EXERCISE OBJECTIVE. Copy out exactly the lines below that run from the one holding "Needed to upgrade" to the one holding "meaning that we", keeping both of those lines and no others.

● ● ● ● ● ● ●

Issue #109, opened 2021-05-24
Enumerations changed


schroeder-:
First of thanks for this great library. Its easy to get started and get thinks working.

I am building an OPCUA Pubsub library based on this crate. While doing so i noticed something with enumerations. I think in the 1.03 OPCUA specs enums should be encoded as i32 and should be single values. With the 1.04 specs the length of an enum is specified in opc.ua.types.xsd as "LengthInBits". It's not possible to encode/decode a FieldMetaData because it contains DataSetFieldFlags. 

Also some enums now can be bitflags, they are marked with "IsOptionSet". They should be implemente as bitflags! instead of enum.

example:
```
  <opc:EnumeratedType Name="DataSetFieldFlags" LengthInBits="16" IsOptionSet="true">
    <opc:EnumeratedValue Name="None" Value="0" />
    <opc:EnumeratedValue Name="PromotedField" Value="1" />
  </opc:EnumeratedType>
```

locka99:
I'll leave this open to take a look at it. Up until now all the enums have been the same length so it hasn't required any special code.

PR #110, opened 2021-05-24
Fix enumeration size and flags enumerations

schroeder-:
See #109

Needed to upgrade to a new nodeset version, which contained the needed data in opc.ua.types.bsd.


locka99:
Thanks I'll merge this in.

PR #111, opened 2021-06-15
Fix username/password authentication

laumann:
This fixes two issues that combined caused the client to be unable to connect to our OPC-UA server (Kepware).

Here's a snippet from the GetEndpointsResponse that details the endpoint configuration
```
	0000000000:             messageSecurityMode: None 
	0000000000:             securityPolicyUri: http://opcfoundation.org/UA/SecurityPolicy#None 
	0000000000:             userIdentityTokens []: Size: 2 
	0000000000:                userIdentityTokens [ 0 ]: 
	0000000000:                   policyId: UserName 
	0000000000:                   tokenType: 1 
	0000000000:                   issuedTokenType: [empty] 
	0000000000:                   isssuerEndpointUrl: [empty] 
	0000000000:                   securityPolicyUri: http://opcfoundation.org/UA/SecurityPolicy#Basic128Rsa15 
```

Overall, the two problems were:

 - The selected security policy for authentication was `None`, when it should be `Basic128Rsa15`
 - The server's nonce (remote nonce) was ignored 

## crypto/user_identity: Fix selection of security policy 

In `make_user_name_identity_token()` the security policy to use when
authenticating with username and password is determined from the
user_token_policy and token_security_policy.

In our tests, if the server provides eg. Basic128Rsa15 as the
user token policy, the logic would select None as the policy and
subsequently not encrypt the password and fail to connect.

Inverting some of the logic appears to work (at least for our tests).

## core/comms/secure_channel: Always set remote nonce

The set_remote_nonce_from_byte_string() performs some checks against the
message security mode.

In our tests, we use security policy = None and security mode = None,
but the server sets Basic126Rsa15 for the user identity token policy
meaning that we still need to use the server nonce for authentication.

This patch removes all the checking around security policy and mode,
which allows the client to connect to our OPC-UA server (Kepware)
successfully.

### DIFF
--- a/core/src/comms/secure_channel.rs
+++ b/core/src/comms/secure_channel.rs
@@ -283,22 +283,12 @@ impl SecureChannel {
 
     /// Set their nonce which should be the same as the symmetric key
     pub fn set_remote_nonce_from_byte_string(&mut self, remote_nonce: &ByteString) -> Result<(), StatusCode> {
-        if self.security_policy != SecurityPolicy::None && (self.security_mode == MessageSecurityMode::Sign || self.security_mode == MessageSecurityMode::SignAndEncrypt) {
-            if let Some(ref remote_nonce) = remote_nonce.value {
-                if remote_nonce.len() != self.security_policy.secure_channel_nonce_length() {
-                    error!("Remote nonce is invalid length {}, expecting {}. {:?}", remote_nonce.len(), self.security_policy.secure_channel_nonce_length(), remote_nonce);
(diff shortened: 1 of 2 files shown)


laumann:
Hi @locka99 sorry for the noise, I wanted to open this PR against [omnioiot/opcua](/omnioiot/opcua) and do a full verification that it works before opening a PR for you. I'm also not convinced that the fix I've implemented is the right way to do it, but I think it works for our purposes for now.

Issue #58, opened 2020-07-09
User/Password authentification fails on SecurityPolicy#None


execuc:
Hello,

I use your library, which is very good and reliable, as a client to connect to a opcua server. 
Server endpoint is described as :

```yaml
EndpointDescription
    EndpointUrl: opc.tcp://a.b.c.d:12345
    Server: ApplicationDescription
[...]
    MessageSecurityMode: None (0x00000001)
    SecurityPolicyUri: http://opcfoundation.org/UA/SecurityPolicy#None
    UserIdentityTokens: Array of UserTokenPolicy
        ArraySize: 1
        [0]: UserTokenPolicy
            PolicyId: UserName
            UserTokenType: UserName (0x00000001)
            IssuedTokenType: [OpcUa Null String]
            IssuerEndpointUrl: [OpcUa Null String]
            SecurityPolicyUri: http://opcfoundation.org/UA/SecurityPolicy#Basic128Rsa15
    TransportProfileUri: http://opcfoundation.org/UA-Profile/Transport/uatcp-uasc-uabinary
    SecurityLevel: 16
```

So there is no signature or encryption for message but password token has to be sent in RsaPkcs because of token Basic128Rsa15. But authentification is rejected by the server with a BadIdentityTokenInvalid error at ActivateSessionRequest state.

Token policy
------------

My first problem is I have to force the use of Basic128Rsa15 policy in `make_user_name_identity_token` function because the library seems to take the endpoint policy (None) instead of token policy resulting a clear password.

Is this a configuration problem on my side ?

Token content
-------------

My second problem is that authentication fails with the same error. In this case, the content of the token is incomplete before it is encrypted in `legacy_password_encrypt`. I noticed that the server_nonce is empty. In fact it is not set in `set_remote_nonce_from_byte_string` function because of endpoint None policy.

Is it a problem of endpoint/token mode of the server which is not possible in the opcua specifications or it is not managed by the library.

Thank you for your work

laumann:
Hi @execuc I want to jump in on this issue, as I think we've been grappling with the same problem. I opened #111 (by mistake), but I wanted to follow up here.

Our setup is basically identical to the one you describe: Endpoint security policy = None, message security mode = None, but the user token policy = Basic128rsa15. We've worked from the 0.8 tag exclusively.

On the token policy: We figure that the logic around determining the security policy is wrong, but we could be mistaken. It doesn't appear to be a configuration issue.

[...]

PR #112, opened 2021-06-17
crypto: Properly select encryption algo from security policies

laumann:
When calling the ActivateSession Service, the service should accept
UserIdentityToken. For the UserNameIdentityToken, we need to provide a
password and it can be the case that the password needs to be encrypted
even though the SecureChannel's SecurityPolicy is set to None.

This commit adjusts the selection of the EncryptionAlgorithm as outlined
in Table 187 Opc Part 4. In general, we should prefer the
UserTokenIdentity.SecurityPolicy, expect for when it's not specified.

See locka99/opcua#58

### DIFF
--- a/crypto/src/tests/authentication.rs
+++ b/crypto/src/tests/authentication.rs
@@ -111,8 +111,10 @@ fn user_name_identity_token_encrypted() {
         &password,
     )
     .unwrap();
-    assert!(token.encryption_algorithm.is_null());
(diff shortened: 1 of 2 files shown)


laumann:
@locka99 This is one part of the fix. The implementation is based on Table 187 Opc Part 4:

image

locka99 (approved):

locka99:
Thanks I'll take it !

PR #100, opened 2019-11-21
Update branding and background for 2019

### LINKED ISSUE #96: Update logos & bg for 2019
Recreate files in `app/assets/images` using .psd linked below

● ● ● ● ● ● ●

EXERCISE RESPONSE.
Needed to upgrade to a new nodeset version, which contained the needed data in opc.ua.types.bsd.


locka99:
Thanks I'll merge this in.

PR #111, opened 2021-06-15
Fix username/password authentication

laumann:
This fixes two issues that combined caused the client to be unable to connect to our OPC-UA server (Kepware).

Here's a snippet from the GetEndpointsResponse that details the endpoint configuration
```
	0000000000:             messageSecurityMode: None 
	0000000000:             securityPolicyUri: http://opcfoundation.org/UA/SecurityPolicy#None 
	0000000000:             userIdentityTokens []: Size: 2 
	0000000000:                userIdentityTokens [ 0 ]: 
	0000000000:                   policyId: UserName 
	0000000000:                   tokenType: 1 
	0000000000:                   issuedTokenType: [empty] 
	0000000000:                   isssuerEndpointUrl: [empty] 
	0000000000:                   securityPolicyUri: http://opcfoundation.org/UA/SecurityPolicy#Basic128Rsa15 
```

Overall, the two problems were:

 - The selected security policy for authentication was `None`, when it should be `Basic128Rsa15`
 - The server's nonce (remote nonce) was ignored 

## crypto/user_identity: Fix selection of security policy 

In `make_user_name_identity_token()` the security policy to use when
authenticating with username and password is determined from the
user_token_policy and token_security_policy.

In our tests, if the server provides eg. Basic128Rsa15 as the
user token policy, the logic would select None as the policy and
subsequently not encrypt the password and fail to connect.

Inverting some of the logic appears to work (at least for our tests).

## core/comms/secure_channel: Always set remote nonce

The set_remote_nonce_from_byte_string() performs some checks against the
message security mode.

In our tests, we use security policy = None and security mode = None,
but the server sets Basic126Rsa15 for the user identity token policy
meaning that we still need to use the server nonce for authentication.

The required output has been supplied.